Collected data
PR #6894, opened 2026-07-30
Add second frontline cert

chronark:
context/lore: https://unkey.slack.com/archives/C0AHAHYH4Q1/p1785199449573079 

___

This PR has 1 goal: To add a second cell-aware certificate for our NLB.
But it ended up as a rabbit hole of changes.

1. To create a new certificate, we need the cell id.
2. The certificate creation is triggered by a heartbeat from krane to `control-api`
3. We need to provide the cell-id in the request payload of the heartbeat
4. We need krane to be aware of the cell id and pipe that through env vars to the heartbeat function.

So far so good, this is just renaming a bunch of methods/configs/comments
Technically this next part isn't strictly necessary but it would be very hard to debug if we didn't persist the cell-id alongside platform and region in the database. (And we need it later anyways)

5. change the database schema to store a `NULLABLE` `cell_id` in the `clusters` table, where we track heartbeats.

___

I left comments throughout the PR to indicate some non-obvious changes.

And here's the infra PR to play around in canary: https://github.com/unkeyed/infra/pull/1120


pkg/mysql/schema/clusters.sql
```diff
@@ -1,10 +1,12 @@
 CREATE TABLE `clusters` (
 	`pk` bigint unsigned AUTO_INCREMENT NOT NULL,
-	`id` varchar(64) NOT NULL,
-	`region_id` varchar(64) NOT NULL,
+	`id` varchar(64) COLLATE utf8mb4_0900_as_cs NOT NULL,
```
chronark, line 3: collation changes here are noops, cause the db in prod is already using `as_cs`. I just haven't had time to clean up `main` yet

svc/ctrl/integration/harness.go
```diff
@@ -35,6 +35,9 @@ func New(t *testing.T) *Harness {
 
 	database, err := db.New(mysqlHostDSN, sqlcomment.Disabled())
 	require.NoError(t, err)
+	t.Cleanup(func() {
```
chronark, line 38: unrelated race, where the db wasn't closed properly when it failed seeding

svc/ctrl/proto/ctrl/v1/cluster.proto
```diff
@@ -23,14 +23,17 @@ enum Health {
   HEALTH_PAUSED = 3;
 }
 
-// RegionKey identifies a region on the wire. Every ClusterService RPC scoped
-// to a single region carries this as its first field.
-message RegionKey {
+// ClusterKey identifies an infrastructure cell on the wire. Every
+// ClusterService RPC scoped to a single cell carries this key.
+message ClusterKey {
```
chronark, line 28: yes this is backwards incompatible and no I do not care.
we will deploy `control-api` and `krane` pretty much at the same time, and a failed request or two has no impact, because the entire system is self-healing and eventually consistent anyways. Quite a nice property actually..

dev/k8s/manifests/krane.yaml
```diff
@@ -8,9 +8,12 @@ metadata:
     component: krane
 data:
   unkey.toml: |
+    storage_class_name = "topolvm-ssd"
+
+    [cluster]
+    cell_id = "local"
     region = "local"
     platform = "dev"
```
chronark, line 16: just cleaning up a bit by grouping these related fields together, I'll create a PR to the infra repo accordingly

svc/ctrl/internal/db/queries/cluster_upsert.sql
```diff
@@ -1,14 +1,17 @@
...
 )
 VALUES (
 	sqlc.arg(id),
+	sqlc.arg(cell_id),
 	sqlc.arg(region_id),
 	sqlc.arg(last_heartbeat_at)
 )
 ON DUPLICATE KEY UPDATE
-	last_heartbeat_at = sqlc.arg(last_heartbeat_at);
+	cell_id = VALUES(cell_id),
```
chronark, line 16: temporary backfill

imeyer (approved):
LGTM

Flo4604 (approved):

◆ Try it ◆
When the word "changes" shows up in a line of the entries, report that line.

◆ Solution to this exercise ◆
But it ended up as a rabbit hole of changes.
I left comments throughout the PR to indicate some non-obvious changes.
chronark, line 3: collation changes here are noops, cause the db in prod is already using `as_cs`. I just haven't had time to clean up `main` yet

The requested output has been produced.